PR #3635, opened 2026-09-17
Fall back to the main checkout's graph from a git worktree (#2008)

### LINKED ISSUE #2008: Auto-resolve graph location from git worktrees (git-common-dir)

ayushcodes10:
## Summary
Fixes #2008. The graph (\`graphify-out/\`) lives in the checkout that built it, but a bare \`graphify explain\`/\`query\`/\`path\`/\`affected\`/\`god-nodes\` run from inside a **git worktree** failed with "graph file not found," since the worktree has no \`graphify-out/\` of its own. AI-agent workflows that run every task in its own worktree hit this constantly, and previously needed a manual \`cd\` wrapper carried in project rules that breaks when the cwd disappears mid-session.

## Fix
\`_default_graph_path()\` (the shared default every read-only graph command falls back to when \`--graph\` isn't given) now:
1. Checks the usual \`graphify-out/graph.json\` relative to the current directory first — unchanged behavior when it exists.
2. Only when that's absent, resolves \`git rev-parse --git-common-dir\` (the shared \`.git\` a worktree and its main checkout both point at) and looks for the graph in its parent — the main checkout's root.

This is read-only and degrades silently to the ordinary (non-existent) default path on any failure: not a git repository, git missing from \`PATH\`, or no graph anywhere — so the existing "graph file not found" error still surfaces normally in those cases, just with one more location checked first. A worktree that has its own graph built directly in it (not the common case, but possible) still uses that one, not the fallback.

## Test plan
- New \`tests/test_worktree_graph_fallback.py\` builds real git repos and worktrees under \`tmp_path\` rather than mocking \`subprocess\`, since the point is git's own \`--git-common-dir\` resolution behaving as expected. Covers: the fallback firing correctly, a main checkout with no graph anywhere, a worktree with no graph anywhere, a plain non-git directory, and a worktree with its own graph correctly preferring that one over the fallback.
- Manually verified with a real \`git worktree add\` against this repo before writing the automated tests.
- Full suite: \`python3 -m pytest -q\` — 5626 passed, 68 skipped, no regressions.


ayushcodes10:
Checked both flagged findings against the code. For the ordinary case (a linked worktree off a normal checkout), `--git-common-dir`'s parent is by definition the main checkout root — that's the documented purpose of the flag, and it's what the fallback exists for.

The one real edge case is a checkout set up with a separate git dir (`git clone --separate-git-dir=...`, or a bare repo) where the common dir's parent is not the working tree root. In that setup the candidate path almost certainly won't exist, so `candidate.is_file()` is `False` and the function returns `None` — the existing plain "graph file not found" error still surfaces, exactly as the docstring already documents ("silently returns `None` on any failure ... so a plain error still surfaces from the normal path"). No crash, no wrong location read. Treating this as an accepted, already-documented scope limit rather than a bug — let me know if there's a concrete repro where it does something worse than falling through.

################

— Your task —
When a line of the data holds the string "exists", pick it out and copy it.

— Exercise solution —
1. Checks the usual \`graphify-out/graph.json\` relative to the current directory first — unchanged behavior when it exists.
Checked both flagged findings against the code. For the ordinary case (a linked worktree off a normal checkout), `--git-common-dir`'s parent is by definition the main checkout root — that's the documented purpose of the flag, and it's what the fallback exists for.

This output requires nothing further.